3427 Facets Claims Processor

Location: Phoenix, AZ, United States
Date Posted: 08-03-2017

  1.  Examining and entering basic claims for appropriateness of care and completeness of information in accordance with accepted coverage guidelines, ensuring all mandated government and state regulations are consistently met.
2.  Processing claims for multiple plans with automated and manual differences in benefits, as well as utilizing the system and written documentation to determine the appropriate payment for a specific benefit.
3.  Handling telephone inquiries from members, providers and health plans, including internal client tickets via the Service Desk.
4.  Approving, pending, or denying payment according to the accepted coverage guidelines.
5.  Identifying and referring all claims with potential third party liability (i.e.,. subrogation, COB, MVA, stop loss claims, and potential stop loss files).

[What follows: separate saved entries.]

PR #6484, opened 2023-10-26
Update `main` post-23.10 release  

mc-nv:


kthui (approved):

build.py
```diff
@@ -72,12 +72,14 @@
...
         "23.11dev",  # triton container
-        "23.09",  # upstream container
+        "23.10",  # upstream container
         "1.16.0",  # ORT
         "2023.0.0",  # ORT OpenVINO
         "2023.0.0",  # Standalone OpenVINO
         "2.4.7",  # DCGM version
         "py310_23.1.0-1",  # Conda version
+        "9.1.0.1",  # TRT version for building TRT-LLM backend
+        "12.2",  # CUDA version for building TRT-LLM backend
```
krishung5, line 82: I think these were added by mistake when resolving merge conflicts. Will need to remove these two line.

krishung5 (changes requested):

build.py
mc-nv: Addressed

build.py
```diff
@@ -72,13 +72,13 @@
...
         "23.11dev",  # triton container
-        "23.09",  # upstream container
+        "23.10",  # upstream container
         "1.16.0",  # ORT
         "2023.0.0",  # ORT OpenVINO
         "2023.0.0",  # Standalone OpenVINO
         "2.4.7",  # DCGM version
         "py310_23.1.0-1",  # Conda version
-        "0.2.1.post1",  # vLLM version
+        "9.1.0.1",  # TRT version for building TRT-LLM backend
```
krishung5, line 81:
```suggestion
        "0.2.1.post1", # vLLM version
```
It's the vLLm version that we need to keep, and remove the TRT-LLM related ones.

build.py
```diff
@@ -1357,9 +1357,11 @@ def dockerfile_prepare_container_linux(argmap, backends, enable_gpu, target_mach
     if "vllm" in backends:
         # [DLIS-5606] Build Conda environment for vLLM backend
         # Remove Pip install once vLLM backend moves to Conda environment.
+        # [DLIS-5650] Pre-installing torch 2.0.1, since vllm 0.2
+        # requires torch >= 2.0.0, but it doesn't work with torch 2.1.0.
         df += """
 # vLLM needed for vLLM backend
-RUN pip3 install vllm=={}
+RUN pip3 install torch==2.0.1 vllm=={}
 """.format(
```
jbkyang-nvi, line 1365: Should we put pinned torch version in the Triton version map?

qa/common/gen_jetson_trt_models
```diff
@@ -34,9 +34,7 @@
 # Make all generated files accessible outside of container
 umask 0000
 
-# Set the version of the models
-TRITON_VERSION=${TRITON_VERSION:=23.09}
-# Set the CUDA device to use
+TRITON_VERSION=${TRITON_VERSION:=23.10}
```
jbkyang-nvi, line 37: did we want to remove the comments as well?

jbkyang-nvi (commented):
Should we also change client repo as well?

build.py
mc-nv: I believe it's by a reason. 
You can confirm it with @oandreeva-nv

krishung5 (approved):

build.py
mc-nv: @krishung5 - please review again

build.py
oandreeva-nv: We actually don't need this `torch==2.0.1` anymore since L81 already has newer version of vLLM, than the one used in 23.10 release. To simplify current process, we can merge it as is and I can follow up and remove this particular commit

build.py
```diff
@@ -1357,9 +1357,11 @@ def dockerfile_prepare_container_linux(argmap, backends, enable_gpu, target_mach
     if "vllm" in backends:
         # [DLIS-5606] Build Conda environment for vLLM backend
         # Remove Pip install once vLLM backend moves to Conda environment.
+        # [DLIS-5650] Pre-installing torch 2.0.1, since vllm 0.2
+        # requires torch >= 2.0.0, but it doesn't work with torch 2.1.0.
```
oandreeva-nv, line 1361:
```suggestion

```

build.py
```diff
@@ -1357,9 +1357,11 @@ def dockerfile_prepare_container_linux(argmap, backends, enable_gpu, target_mach
...
         df += """
 # vLLM needed for vLLM backend
-RUN pip3 install vllm=={}
+RUN pip3 install torch==2.0.1 vllm=={}
```
oandreeva-nv, line 1364:
```suggestion
RUN pip3 install vllm=={}
```

build.py
oandreeva-nv: or, if possible, just commit suggestions

mc-nv: I don't see a suggestion...

krishung5 (approved):

PR #6490, opened 2023-10-27
Improve L0_backend_python test stability (ensemble / gpu_tensor_lifecycle)

rmccorm4:
- Increase float comparison tolerance for ensemble test, reduce failures due to float noise
- Increase stability on gpu_tensor_lifecycle test by comparing directly with torch allocated memory. Global gpu memory can be noisy with other processes using it, and that testing can be deferred to more holistic gpu memory growth tests. I left in some logging of total gpu memory usage to aid future debugging if needed.


dyastremsky (approved):
Nice work!

Tabrizian (approved):
nice improvements!

krishung5 (approved):
Nice work, Ryan!

rmccorm4:
Ran L0_backend_python 5 times and none failed due to either of these subtests, so seems like an improvement. Will monitor future tests for a bit.

PR #6503, opened 2023-11-01
Downgrade vcpkg version to WAR RE2 library inconsistency

GuanLuo:
Windows build with newer vcpkg results in HTTP server not properly parse URL with regex (provided by RE2), combining with the segfault from GRPC server suggests that a different version of the library is dynamically linked. GRPC itself brings an older version of RE2 and builds against that, while HTTP server links a newer RE2 shared library installed by vcpkg.

This PR is WAR to use a different but compatible library at runtime, the long-term fix is to isolate the dependency between HTTP and GRPC so they may use different version of the library.

### DIFF
--- a/Dockerfile.win10.min
+++ b/Dockerfile.win10.min
@@ -92,7 +92,7 @@ WORKDIR /
 #
 # Installing Vcpkg
 #
-ARG VCPGK_VERSION=2023.07.21
+ARG VCPGK_VERSION=2022.11.14
 RUN git clone --single-branch --depth=1 -b %VCPGK_VERSION% https://github.com/microsoft/vcpkg.git
 WORKDIR /vcpkg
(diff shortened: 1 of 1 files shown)


mc-nv (approved):

nv-kmcgill53:
> the long-term fix is to isolate the dependency between HTTP and GRPC so they may use different version of the library.

Can you make a ticket and put it in my backlog. Thanks!

nv-kmcgill53 (approved):

GuanLuo:
@nv-kmcgill53 DLIS-5748

nnshah1:
we faced this previously as well and had a solution to change grpc to use the system version adding here for reference:

https://github.com/triton-inference-server/third_party/pull/41

PR #6509, opened 2023-11-02
Add testing for Python backend request rescheduling

krishung5:
Python backend: https://github.com/triton-inference-server/python_backend/pull/319


krishung5:
Added grpc endpoint test with non-decoupled model based on offline discussion with @Tabrizian.

qa/L0_backend_python/request_rescheduling/grpc_endpoint_test.py
```diff
@@ -0,0 +1,111 @@
...
+
+
+def callback(user_data, result, error):
+    if error:
+        user_data._completed_requests.put(error)
+    else:
+        user_data._completed_requests.put(result)
+
+
+class GRPCENDPOINTTest(tu.TestResultCollector):
```
Tabrizian, line 55:
```suggestion
class GrpcEndpointTest(tu.TestResultCollector):
```

qa/python_models/bls_request_rescheduling/model.py
```diff
@@ -0,0 +1,133 @@
...
+# OF THIS SOFTWARE, EVEN IF ADVISED OF THE POSSIBILITY OF SUCH DAMAGE.
+
+import time
+import unittest
+
+import numpy as np
+import triton_python_backend_utils as pb_utils
+
+
+class REQUESTRESCHEDULINGTest(unittest.TestCase):
```
Tabrizian, line 34:
```suggestion
class RequestReschedulingTest(unittest.TestCase):
```

Tabrizian (commented):
Nice testing! Some minor comments

qa/python_models/bls/model.py
```diff
@@ -275,7 +275,7 @@ def _send_bls_sequence_requests(self, correlation_id, is_decoupled):
             else:
                 infer_response = infer_request.exec()
 
-            self.assertFalse(infer_response.has_error(), infer_response.error())
+            self.assertFalse(infer_response.has_error())
```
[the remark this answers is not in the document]
krishung5: The correct function should be `infer_response.error().message()` to print out the error string. However, it will throw an error when there is no error object with infer_response if we call `infer_response.error().message()` here, so removing these.

Tabrizian (approved):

6.  Maintaining internal customer relations by interacting with staff regarding claims issues and research, ensuring accurate and complete claim information, contacting insured or other involved parties for additional or missing information, and updating information to claim file with regard to claims status, questions or claim payments.
  Education:  High school diploma, GED Certificate or equivalent.
  Experience:  Minimum of one year of related experience.
  Technical Competencies:
  • Knowledge of medical terminology including CPT-4, ICD-9, ICD-10, HCPCS, ASA and UB92 Codes, and standard of billing guidelines.